On the surface, acts of service seems simple and straightforward. You do nice things for your child and she knows you love her. It is not, however, that cut and dry.
“Don’t view acts of service as a way to manipulate your children” (page 90).
“…if we parents give in to desires or even demands for too many gifts and too much service, our children can remain childishly self-centered and become selfish” (page 90).
“However, this caution should not keep parents from using the language of service and gifts in appropriate ways” (page 90).
Providing Age Appropriate Service
“You should do for your children what they cannot do for themselves” (page 91).

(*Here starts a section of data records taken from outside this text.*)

PR #289, opened 2022-03-24
Remove np.nan from expression trees

kaushikcfd:
Comparison between `np.NaN`s always results in False. This would inhibit our pickling capabilities.

Draft because:
- [x] Needs https://github.com/inducer/loopy/pull/593
- [x] Containts commits from #293

### DIFF
--- a/pytato/array.py
+++ b/pytato/array.py
@@ -1996,7 +1996,14 @@ def full(shape: ConvertibleToShape, fill_value: ScalarType,
         dtype = np.dtype(dtype)
 
     shape = normalize_shape(shape)
-    return IndexLambda(dtype.type(fill_value), shape, dtype, {},
+
+    if np.isnan(fill_value):
+        from pymbolic.primitives import NaN
+        fill_value = NaN(dtype.type)
+    else:
+        fill_value = dtype.type(fill_value)
+
+    return IndexLambda(fill_value, shape, dtype, {},
                        tags=_get_default_tags(),
                        axes=_get_default_axes(len(shape)))
 
@@ -2310,7 +2317,8 @@ def maximum(x1: ArrayOrScalar, x2: ArrayOrScalar) -> ArrayOrScalar:
             or np.issubdtype(common_dtype, np.complexfloating)):
         from pytato.cmath import isnan
         # https://github.com/python/mypy/issues/3186
-        return where(logical_or(isnan(x1), isnan(x2)), np.NaN,  # type: ignore
+        return where(logical_or(isnan(x1), isnan(x2)),  # type: ignore
+                     common_dtype.type(np.NaN),
                      where(greater(x1, x2), x1, x2))
     else:
         return where(greater(x1, x2), x1, x2)
@@ -2328,7 +2336,8 @@ def minimum(x1: ArrayOrScalar, x2: ArrayOrScalar) -> ArrayOrScalar:
             or np.issubdtype(common_dtype, np.complexfloating)):
         from pytato.cmath import isnan
         # https://github.com/python/mypy/issues/3186
-        return where(logical_or(isnan(x1), isnan(x2)), np.NaN,  # type: ignore
+        return where(logical_or(isnan(x1), isnan(x2)),  # type: ignore
+                     common_dtype.type(np.NaN),
                      where(less(x1, x2), x1, x2))
     else:
         return where(less(x1, x2), x1, x2)
--- a/pytato/scalar_expr.py
+++ b/pytato/scalar_expr.py
@@ -263,6 +263,7 @@ class Reduce(ExpressionBase):
     def __getinitargs__(self) -> Tuple[ScalarExpression, ReductionOperation, Any]:
         return (self.inner_expr, self.op, self.bounds)
 
+    init_arg_names = ("inner_expr", "op", "bounds")
     mapper_method = "map_reduce"
 
 # }}}
--- a/pytato/utils.py
+++ b/pytato/utils.py
@@ -158,7 +158,13 @@ def update_bindings_and_get_broadcasted_expr(arr: ArrayOrScalar,
     """
 
     if isinstance(arr, SCALAR_CLASSES):
-        return arr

This means that when your child is ready for it, you teach him how and have him do it himself. You feed a 6 month old with a spoon, but a 6 year old is capable of feeding himself. A 3 year old won’t be able to make her bed on her own, but an 8 year old can.
So you start life doing the service acts for the child.
Then you move on to the intermediate step. That is when you teach them how to perform acts for themselves. Does it take more time than doing it yourself? Absolutely yes. Will it be more sloppy and less efficient? Most definitely. “Parents who are too busy to teach children how to do laundry, or too perfectionistic to let them do it, are not loving those children but crippling them” (page 91).
This is where the line gets harder–where things aren’t so cut and dry.
You want your children to learn to be self-sufficient. You want them to learn to do things for themselves. But you don’t want to lean so far in that direction that you offer no service to your children.
So make sure you offer service and help to your children when they need it while still balancing the teaching of self-sufficiency.
Serving With Love
When you perform acts of service, be sure it is in your heart that you are serving. Do so with love. I know things get mundane. Changing another diaper gets old. Filling up that cup of milk for the fifth time before you have even had a chance to take a bite of your own dinner can be frustrating. Try to keep the proper perspective. If you serve grudgingly, your child will feel that, and any love that could be communicated through the service will be negated by your negative attitude (see page 94 for more).
“When parents serve their children with a spirit of resentment and bitterness, a child’s physical needs may be met, but his emotional development will be greatly hampered” (pages 94-95).
And don’t feel bad if you have ever offered service grudgingly. I would venture to say all of us have. Have you ever entered that nursery at 3 AM in a bad mood because you are up in the night? You are not a lone. As Chapman and Campbell point out, “Because service is so daily, even the best parents need to stop for an attitude check now and then, to be sure their acts of service are communicating love” (page 95–emphasis added).
Meaning of Service
As you serve, you teach your children to serve. As you serve your children, neighbors, and spouse, you show them how to serve.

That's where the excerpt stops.